Variables are the aspects measured or manipulated by the researcher in a given study. They enable researchers to come up with the right strategy needed to organize the expected observations and findings effectively. Marking out the variables in research enhances the understanding of the test that is being carried out (Patricia, 2012). Also, the researcher can determine the key outcomes expected in the study they are conducting.

Multiple independent variables (MIVs) are varied. Also, they can be easily manipulated by a researcher to create different scenarios. However, they are not dependent on the alterations made on other variables in the study. Also, they are regarded as the presumed cause or antecedent of phenomena. In non-experimental cases (where influence is not present), MIVs are erratic. As such, they have some level of effect on multiple dependents (Orme & Orme, 2009). According to Orme and Orme (2009), MIVs are also referred to as status variables. The term is applied in instances where a researcher is unable to control or manipulate them.

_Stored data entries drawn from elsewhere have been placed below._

PR #1149, opened 2024-02-24
chore: drop dep that never is valid

henryiii:
The condition here is exactly the package condition. :)


henryiii:
FWIW, you can now get rid of the rename https://github.com/scikit-hep/uproot5/blob/ef251ef8a1eb98fa6ee35c1c747f00e82af228b6/src/uproot/extras.py#L13 too.

jpivarski (approved):
Okay! If you're done, I'll enable auto-merge.

Thanks!

henryiii:
Sure!

PR #1154, opened 2024-02-29
feat: allow paths in classname_of, streamer_of, class_of and title_of

ioanaif:
This PR allows passing paths into `classname_of`, `streamer_of`, `class_of`  and `title_of`. Thus, the following path sent as argument will return "TBranch": 

```
with  uproot.open("test.root") as f:
        assert f.classname_of("Tree/x") == "TBranch"
        assert f.classname_of("Tree:x") == "TBranch"
        
```


jpivarski (approved):
It's good! I made some edits:

* elsewhere (`keys`, `values`, `items`), an argument very much like this is called `recursive`, so I changed `path_lookup` to `recursive`
* the test was making test.root files in the working directory; need to use `tmp_path`.

If you have no counter-edits, go ahead and merge.

PR #1155, opened 2024-02-29
feat: add branches to existing TTree

### LINKED ISSUE #862: Take an existing TTree and add a new TBranch
This would be a major project, but it's frequently asked for. Users want to be able to do this:

```python
with uproot.update("existing_file.root") as file:
    assert file["existing_tree"].num_entries == len(array)
    file["existing_tree"].new_branch(array)
```

such that the `"existing_tree"` has the same number of entries but a new TBranch.

This will involve overwriting the entire TTree metadata object (or creating one with a new cycle number), but it can reuse all of the TBasket data from the previous TTree, only adding new ones.

zbilodea:
Fixes #862 (when it's done).


ariostas:
Superseded by #1669

PR #1156, opened 2024-03-01
feat: Record source performance counters in uproot.dask report

nsmith-:
Report type is now
```
type: 7 * {
    call_time: ?unknown,
    duration: float64,
    performance_counters: {
        num_requested_bytes: int64,
        num_requests: int64,
        num_requested_chunks: int64
    },
    args: var * string,
    kwargs: var * unknown,
    exception: ?unknown,
    message: ?unknown,
    fqdn: ?unknown,
    hostname: ?unknown
}
```

### DIFF
--- a/src/uproot/_dask.py
+++ b/src/uproot/_dask.py
@@ -6,6 +6,8 @@ import socket
 import time
 from collections.abc import Callable, Iterable, Mapping
 
+from uproot.source.chunk import SourcePerformanceCounters
+
 try:
     from typing import TYPE_CHECKING, Final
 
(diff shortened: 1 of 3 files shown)


jpivarski (approved):
I scanned over all of the changes. It looks like it does what you need, and I don't see any way that this could negatively impact any other parts of Uproot. So I'd say it's ready to merge!

In your example type, there were a lot of `?unknown` fields. They must have been always `None` in the example that you ingested with `ak.from_iter` and checked the type of.

nsmith-:
Yes, those are fields that are only set for failed files. I could force a failure to show the full type; it is a union of types as defined by `_report_success` and `_report_failure`.

PR #1158, opened 2024-03-03
feat: Add extras for optional remote access dependencies

### LINKED ISSUE #1153: Use extras so downstream packages can depend on `uproot[xrootd]`
I couldn't find anything discussing this but I'd find it useful if there was an extra that let me declare the need for `xrootd` support. I could also add a dependency on `fspec-xrootd` but it feels a bit wrong to specify an implementation detail of `uproot`.

I guess the same might also make sense for `s3` and maybe a generic option for all compression related dependencies (less sure about the name for this one, maybe `[compression]`?).

chrisburr:
This makes it possible to install/depend on `uproot[xrootd,http,s3]` to decouple the user facing feature from the implementation details in uproot.

Closes #1153

### DIFF
--- a/pyproject.toml
+++ b/pyproject.toml
@@ -62,6 +62,8 @@ dev = [
   "pandas",
   "awkward-pandas"
 ]
+http = []
+s3 = ["minio"]
 test = [
   "isal",
   "xxhash",
@@ -77,6 +79,7 @@ test = [
   "scikit-hep-testdata",
   "rangehttpserver"
 ]
+xrootd = ["fsspec-xrootd"]
 
 [project.urls]
 Download = "https://github.com/scikit-hep/uproot5/releases"
--- a/pyproject.toml
+++ b/pyproject.toml
@@ -63,7 +63,7 @@ dev = [
   "awkward-pandas"
 ]
 http = []
-s3 = ["minio"]
+s3 = ["aiobotocore"]
 test = [
   "isal",
   "xxhash",
--- a/pyproject.toml
+++ b/pyproject.toml
@@ -62,8 +62,8 @@ dev = [
   "pandas",
   "awkward-pandas"
 ]
-http = []
-s3 = ["aiobotocore"]
+http = ["aiohttp"]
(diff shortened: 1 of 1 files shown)


nsmith-:
Since fsspec provides an s3 solution through aiobotocore, maybe we should be installing aiobotocore rather than minio? Minio is what is used by the older s3 source.

pyproject.toml
```diff
@@ -62,6 +62,8 @@ dev = [
   "pandas",
   "awkward-pandas"
 ]
+http = []
+s3 = ["minio"]
```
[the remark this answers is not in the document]
nsmith-: Ah sorry, I just realized it is actually `s3fs` that fsspec requires installed, which in turn depends on `aiobotocore`:
```
$ python3 -m venv tmpvenv
$ . tmpvenv/bin/activate
(tmpvenv) $ pip install fsspec
...
(tmpvenv) $ python
Python 3.11.7 (main, Dec  4 2023, 18:10:11) [Clang 15.0.0 (clang-1500.1.0.2.5)] on darwin
Type "help", "copyright", "credits" or "license" for more information.
>>> import fsspec
>>> fsspec.fs("s3")
...
ImportError: Install s3fs to access S3
```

Multiple levels of independent variables, on the other hand, are slightly different. They are the total number of experimental situations in a study. For example, if a researcher is making a comparison between five different varieties of diet, the multiple independent variables will have five levels (Orme & Orme, 2009). Multiple independent variables are better compared to multiple levels. The reason behind this is the manipulation factor that is present during experimentation processes.

Blocking and Reduction of ‘Noise’

Blocking is the process of putting together experimental units in clusters. The clusters and experimental units are related to one another (Beins & McCarthy, 2012). The process reduces the known variability in the study. Also, it operates on the core principle of the belief that an advanced order interaction confounds an inconsistency that cannot be overcome. The aim is to get rid of the inconsistency’s influence on the end product.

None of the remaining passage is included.